# `fixed_p_rounding` - Set up fixed-point arithmetic rounding information

## Overview

The `fixed_p_rounding` module implements fixed-point rounding logic for Ara's vector execution stage. It operates on 64-bit wide elements and generates rounding result bits for each element stream based on the rounding mode and vector element width (VEW).

---

## Ports

### Inputs

| Name            | Type         | Description |
|-----------------|--------------|-------------|
| `operand_a_i`   | `elen_t`     | Encodes the shift amount `j` for each sub-element. |
| `operand_b_i`   | `elen_t`     | Source operand to extract rounding bits from. |
| `valid_i`       | `logic`      | Enables rounding logic when high. |
| `op_i`          | `ara_op_e`   | Operation type; rounding occurs only on selected operations. |
| `vew_i`         | `vew_e`      | Specifies the vector element width: `EW8`, `EW16`, `EW32`, or `EW64`. |
| `vxrm_i`        | `vxrm_t`     | RISC-V vector rounding mode: `00`, `01`, `10`, or `11`. |

### Output

| Name            | Type         | Description |
|-----------------|--------------|-------------|
| `r_o`           | `strb_t`     | Output rounding bits for each element. |

---

## Internal Structures

### `rounding_args`
A `union packed` type that allows simultaneous interpretation of a 64-bit value as:
- 8 x 8-bit (`w8`)
- 4 x 16-bit (`w16`)
- 2 x 32-bit (`w32`)
- 1 x 64-bit (`w64`)

---

## Functional Behavior

Rounding logic is triggered only when `valid_i` is high and `op_i` matches one of:
- `VSSRA`
- `VSSRL`
- `VNCLIP`
- `VNCLIPU`

Depending on `vew_i` and `vxrm_i`, different rounding strategies are selected.
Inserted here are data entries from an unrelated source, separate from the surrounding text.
PR #2617, opened 2020-09-03
Fix LKJ sample shape bug

### LINKED ISSUE #2615: [bug] Samples from LKJCorrCholesky have the wrong shape
### Issue Description
The batch and sample shapes for `LKJCorrCholesky` are swapped when sampling.

### Environment
OS: Ubuntu 16.04
Python: 3.7.2
Torch version: 1.6.0
Pyro version: 1.4.0

### Code Snippet
Minimal example:

```python
>>> dist = pyro.distributions.LKJCorrCholesky(d=3, eta=torch.ones(())).expand(12)
>>> # batch shape and event shape are as you'd expect
>>> dist.batch_shape
torch.Size([12])
>>> dist.event_shape
torch.Size([3, 3])
>>> # samples have correct shape when sample_shape=()
>>> dist.shape(())
torch.Size([12, 3, 3])
>>> dist.sample().shape
torch.Size([12, 3, 3])
>>> # samples have the wrong shape when sample_shape is non-unit
>>> dist.shape((4,))  # as expected
torch.Size([4, 12, 3, 3])
>>> dist.sample((4,)).shape
torch.Size([12, 4, 3, 3])
```

I think this line is the culprit: https://github.com/pyro-ppl/pyro/blob/7c2c22c10dffda8a33ffbd593cc8d58819959e40/pyro/distributions/lkj.py#L67

```python
        y = self._gen.sample(sample_shape=self.batch_shape + sample_shape).detach()
        z = y.mul(2).add(-1.0)
        return _vector_to_l_cholesky(z)
```

should be 

```python
        y = self._gen.sample(sample_shape=sample_shape + self.batch_shape).detach()
        z = y.mul(2).add(-1.0)
        return _vector_to_l_cholesky(z)
```

fritzo:
Fixes #2615 

Thanks @PaperclipBadger for diagnosing and suggesting a fix!

## Tested
- [x] added a regression test

### DIFF
--- a/pyro/distributions/lkj.py
+++ b/pyro/distributions/lkj.py
@@ -64,7 +64,8 @@ class LKJCorrCholesky(TorchDistribution):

### Rounding Modes (`vxrm_i`)
- `00` (RNU): Round to Nearest, Up.
- `01` (RNE): Round to Nearest, ties to Even.
- `10` (RTZ): Round Towards Zero (no rounding).
- `11` (ROD): Round towards -∞ for negative and +∞ for positive.

### Element Width Handling

Each `vew_i` type (`EW8`, `EW16`, etc.) leads to different slicing of input operands.

#### Example for `EW8`, `vxrm = 00`:
```verilog
for (int i = 0; i < 8; i++) begin
  j      = opa.w8[i];
  r_o[i] = opb.w8[i][j-1];
end
```

#### Example for `EW32`, `vxrm = 01`:
```verilog
for (int i = 0; i < 2; i++) begin
  j      = opa.w32[i];
  r_o[i] = opb.w32[i][j-1] & opb.w32[i][j];
end
```

#### For `vxrm = 10`, no rounding is performed:
```verilog
r_o = '0;
```

#### For `vxrm = 11` (ROD), more logic is applied:
- Negates the `j`th bit
- ORs the masked remaining bits using a lookup from `bit_select`

---

## Lookup Table: `bit_select`

This is a constant table used to mask and check lower bits for rounding:
```verilog
bit_select = {
  64'h0000000000000000,
  64'h0000000000000001,
  64'h0000000000000003,
  ...
  64'h7FFFFFFFFFFFFFFF
};
```

Each index `j` selects `bit_select[j]` to help evaluate whether remaining bits are non-zero.